Tiago: Eu só quero fazer uma inclusão da outra pergunta, complementar uma coisa, que é sobre a questão terapêutica. O grupo Asperger no Saudavelmente, foi um ambiente bastante assertivo, então a nossa psicóloga ela começou a ler muito sobre Asperger, teve muitas decepções com a literatura e também questionou a gente sobre muitas coisas e uma coisa muito legal que eu acho que ela fez durante esse período, foi de afastar os alunos de um processo extremamente traumático dentro do Saudavelmente que é o chamado acolhimento. O acolhimento funciona da seguinte forma, chega o estudante lá que precisa de um atendimento e ele é levado com um monte de gente dentro de uma sala em grupo pra falar do seu problema. E isso era uma questão extremamente desconfortável para todo aspie que chegava lá. Então, eu tenho um colega que faz parte desse grupo, que ele é da Geologia, que ele quase desistiu. Ele foi uma vez, ele teve uma crise e foi embora, vazou. E isso é algo bastante preocupante. Então, ela montou a seguinte regra lá dentro: “qualquer estudante que chegar aqui, que diz que é Asperger, me chama imediatamente. Não é pra passar por acolhimento, não é pra passar por nenhum desse processo, pra conversar diretamente comigo” e aí com o meio desse processo a gente vai aprendendo também a construir algumas coisas.

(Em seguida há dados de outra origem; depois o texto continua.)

PR #163, opened 2026-08-11
NCBC-4283: Let FIT runs test a branch's performer image

davidkelly:
[NCBC-4283](https://couchbasecloud.atlassian.net/browse/NCBC-4283)

## Problem

`fit-testing-dotnet.yml` hardcoded `performer: 'dotnet-fit-performer:main'`, so every FIT run tested master's SDK.

The SDK under test is baked into the performer image (built by `publish-fit-performer.yml` from a chosen ref), not taken from the calling workflow's checkout. Selecting a branch in the Actions UI therefore changed *which YAML ran* but not *which code was tested* — the UI implies otherwise, so a PR could pass FIT without its changes ever being exercised. The workaround was a throwaway commit editing the hardcoded tag on the branch.

## Change

Adds an optional `performer_tag` dispatch input, defaulting to the branch the workflow is run from.

Deriving that tag needs shell — `dk/ncbc-4283` is not a valid Docker tag — and a `uses:` job cannot also have `steps`, so a small `performer-tag` job resolves it and passes it via job outputs. It mirrors the two rules the publish side already applies:

- `sdk-docker-build-action` renames `master` → `main`
- `docker/metadata-action` collapses runs of `[^a-zA-Z0-9._-]` to `-`

Verified against the tags actually published to ghcr.io today:

| `GITHUB_REF_NAME` | performer tag |
| --- | --- |
| `master` (nightly) | `main` |
| `dk/ncbc-4300` | `dk-ncbc-4300` |
| `dk/pe-ramp-bootstrap` | `dk-pe-ramp-bootstrap` |
| `NCBC-4271` | `NCBC-4271` |
| `release/3.9.x` | `release-3.9.x` |

The resolved image is echoed into the job log, so a run states what it tested.

The input is passed via `env:` rather than interpolated into the script body, since `${{ }}` is substituted before bash parses it. The tag job gets `permissions: {}` — it has no need for the OIDC token the `fit` job requires.

## Nightly is unchanged

`schedule` passes no inputs and `GITHUB_REF_NAME` is `master`, which resolves to `main` exactly as before.

## Usage

Build the image first, or the run fails to pull it:

1. **Publish FIT Performer Image** with `ref=<your-branch>`
2. **Run FIT-CLI** from `<your-branch>` — no `performer_tag` needed

Pass `performer_tag: main` to test master's SDK from a branch.

[NCBC-4283]: https://couchbasecloud.atlassian.net/browse/NCBC-4283?atlOrigin=eyJpIjoiNWRkNTljNzYxNjVmNDY3MDlhMDU5Y2ZhYzA5YTRkZjUiLCJwIjoiZ2l0aHViLWNvbS1KU1cifQ

### DIFF
--- a/.github/workflows/fit-testing-dotnet.yml
+++ b/.github/workflows/fit-testing-dotnet.yml
@@ -29,6 +29,14 @@ on:
         required: false
         type: string
         default: ci
+      performer_tag:
+        description: >-
+          Tag of the ghcr.io/couchbase/dotnet-fit-performer image to test. Defaults to the branch
+          this workflow is run from. The SDK under test lives inside that image, so build it first
+          via "Publish FIT Performer Image" with ref=<your-branch> — otherwise the run fails to
+          pull the image. Use "main" to test master's SDK from a branch.
+        required: false
+        type: string
 
 permissions:
   id-token: write   # required for GitHub OIDC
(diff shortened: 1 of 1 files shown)


emilienbev:
We had a "Run FIT-CLI (Shared)" (`fit-testing-dotnet.yml` called it, passing the hardcoded `dotnet-fit-performer:main`) which was the base workflow where we could pass a custom performer image, not sure what happened to that one. 
Edit: Ah found it, it was removed with #157 .

LGTM 👍  after Copilot's comment on the `needs` expression if it's valid.

davidkelly:
Thanks both.

@Copilot's `needs` point is a false positive — hyphens are fine in `needs.<job-id>` dot notation. Two disproofs:

1. This exact commit (`3fb3a7864`) already ran green: [run 31523670346](https://github.com/couchbase/couchbase-net-client/actions/runs/31523670346), where the `fit` job received `performer: dotnet-fit-performer:dk-ncbc-4283` — which can only come from `needs.performer-tag.outputs.tag`. An invalid expression fails evaluation rather than resolving correctly.
2. `apidocs.yml` and `release.yml` already use `needs.validate-inputs.outputs.*` in production.

@emilienbev re the old `fit-testing-shared.yml`: correct that #157 removed it, but it wouldn't have helped — it took a `performer_image_name` input, and `fit-testing-dotnet.yml` passed the hardcoded `'dotnet-fit-performer:main'` into it. The shared fit-cli workflow likewise exposes `performer` as a required input today; the gap was always that the caller never surfaced it.

Also smoke-tested end to end: built `dotnet-fit-performer:dk-ncbc-4283` from this branch, ran `op-onprem-func-sanity` from the branch with no `performer_tag`, and confirmed via the ghcr config blob that the image the AWS host pulled and ran carries `org.opencontainers.image.revision=3fb3a7864` (vs `:main` = `930cad057`). Result: PASS.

Pergunta: Tiago, bom dia, eu tenho um filho, meu filho não tem dificuldade. Eu só quero saber de você, como a aspie, você tem dificuldade de aprendizado? Como é o seu aprendizado em relação aos conteúdos como aluno dentro da sala? Os professores sabendo que você tem essa dificuldade, eles se adaptam ao conteúdo, a sua realidade ou ele segue o conteúdo normal, sem se preocupar que você tem a dificuldade, que você interaja com os alunos de acordo com o seu conhecimento?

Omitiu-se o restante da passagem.